» **Exercise directions**:
Wherever a line in the data below holds "Shouldn", copy that line.

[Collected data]

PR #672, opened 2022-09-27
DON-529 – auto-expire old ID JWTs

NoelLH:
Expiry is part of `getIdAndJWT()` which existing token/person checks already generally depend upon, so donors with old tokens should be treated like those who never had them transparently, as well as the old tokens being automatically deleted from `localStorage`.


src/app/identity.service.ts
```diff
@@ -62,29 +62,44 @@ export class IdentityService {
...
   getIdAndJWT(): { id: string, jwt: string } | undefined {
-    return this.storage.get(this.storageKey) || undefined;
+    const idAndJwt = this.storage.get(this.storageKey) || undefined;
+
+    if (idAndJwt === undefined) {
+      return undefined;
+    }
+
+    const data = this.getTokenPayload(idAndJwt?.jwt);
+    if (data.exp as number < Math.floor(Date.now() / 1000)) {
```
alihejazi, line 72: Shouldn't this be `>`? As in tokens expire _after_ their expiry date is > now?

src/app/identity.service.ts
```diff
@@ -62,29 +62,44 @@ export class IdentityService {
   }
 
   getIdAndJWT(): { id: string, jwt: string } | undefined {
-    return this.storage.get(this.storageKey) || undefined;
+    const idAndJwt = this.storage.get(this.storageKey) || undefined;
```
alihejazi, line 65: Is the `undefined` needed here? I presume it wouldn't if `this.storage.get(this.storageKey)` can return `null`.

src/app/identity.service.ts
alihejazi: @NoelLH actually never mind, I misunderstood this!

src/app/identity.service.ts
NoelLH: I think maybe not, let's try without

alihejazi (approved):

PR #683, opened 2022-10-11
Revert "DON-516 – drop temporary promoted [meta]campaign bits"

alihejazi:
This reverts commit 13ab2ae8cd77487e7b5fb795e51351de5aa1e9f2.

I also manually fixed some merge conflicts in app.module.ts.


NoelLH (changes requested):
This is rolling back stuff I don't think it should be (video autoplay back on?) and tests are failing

==

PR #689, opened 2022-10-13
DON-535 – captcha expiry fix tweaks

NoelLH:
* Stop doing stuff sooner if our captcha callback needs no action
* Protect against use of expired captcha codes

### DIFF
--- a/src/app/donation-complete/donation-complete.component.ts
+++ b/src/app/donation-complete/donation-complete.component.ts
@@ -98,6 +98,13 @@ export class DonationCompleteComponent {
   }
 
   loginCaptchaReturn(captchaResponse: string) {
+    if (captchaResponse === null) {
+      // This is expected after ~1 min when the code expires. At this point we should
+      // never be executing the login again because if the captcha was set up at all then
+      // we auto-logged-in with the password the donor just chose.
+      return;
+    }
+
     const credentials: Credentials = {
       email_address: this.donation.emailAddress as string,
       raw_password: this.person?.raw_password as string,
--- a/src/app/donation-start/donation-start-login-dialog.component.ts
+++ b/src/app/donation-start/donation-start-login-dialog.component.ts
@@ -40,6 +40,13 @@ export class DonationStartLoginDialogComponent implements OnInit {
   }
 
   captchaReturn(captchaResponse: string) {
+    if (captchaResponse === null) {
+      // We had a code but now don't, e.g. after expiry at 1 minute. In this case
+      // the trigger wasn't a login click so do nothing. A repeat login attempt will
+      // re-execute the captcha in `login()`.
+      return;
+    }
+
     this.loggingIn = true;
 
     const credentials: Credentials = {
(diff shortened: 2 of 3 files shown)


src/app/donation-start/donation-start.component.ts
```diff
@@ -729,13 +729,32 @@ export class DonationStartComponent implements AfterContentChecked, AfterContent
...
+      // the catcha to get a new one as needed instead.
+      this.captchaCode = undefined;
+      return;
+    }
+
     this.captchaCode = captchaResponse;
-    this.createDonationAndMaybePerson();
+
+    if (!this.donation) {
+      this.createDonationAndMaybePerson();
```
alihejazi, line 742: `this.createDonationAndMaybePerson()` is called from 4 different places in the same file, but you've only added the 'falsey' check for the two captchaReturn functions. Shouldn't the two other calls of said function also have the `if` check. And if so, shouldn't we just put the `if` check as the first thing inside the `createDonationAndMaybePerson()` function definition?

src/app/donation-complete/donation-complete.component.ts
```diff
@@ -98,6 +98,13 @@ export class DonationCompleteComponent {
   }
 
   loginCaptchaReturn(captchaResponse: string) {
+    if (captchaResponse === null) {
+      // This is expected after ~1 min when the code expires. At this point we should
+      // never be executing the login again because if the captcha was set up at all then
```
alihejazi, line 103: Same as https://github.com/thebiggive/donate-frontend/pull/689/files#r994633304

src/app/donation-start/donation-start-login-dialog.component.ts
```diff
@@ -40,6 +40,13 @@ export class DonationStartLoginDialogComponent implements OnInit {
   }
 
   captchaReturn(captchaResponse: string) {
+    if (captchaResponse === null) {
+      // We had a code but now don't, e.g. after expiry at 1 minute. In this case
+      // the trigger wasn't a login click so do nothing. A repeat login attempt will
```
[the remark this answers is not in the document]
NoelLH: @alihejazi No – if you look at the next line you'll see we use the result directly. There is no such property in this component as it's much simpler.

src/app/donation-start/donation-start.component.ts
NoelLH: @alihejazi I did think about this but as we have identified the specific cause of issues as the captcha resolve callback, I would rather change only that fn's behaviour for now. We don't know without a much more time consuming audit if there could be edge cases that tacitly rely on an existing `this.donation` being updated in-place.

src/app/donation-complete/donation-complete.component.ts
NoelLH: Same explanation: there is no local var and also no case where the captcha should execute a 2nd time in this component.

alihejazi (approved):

» **Reply**:
alihejazi, line 72: Shouldn't this be `>`? As in tokens expire _after_ their expiry date is > now?
alihejazi, line 742: `this.createDonationAndMaybePerson()` is called from 4 different places in the same file, but you've only added the 'falsey' check for the two captchaReturn functions. Shouldn't the two other calls of said function also have the `if` check. And if so, shouldn't we just put the `if` check as the first thing inside the `createDonationAndMaybePerson()` function definition?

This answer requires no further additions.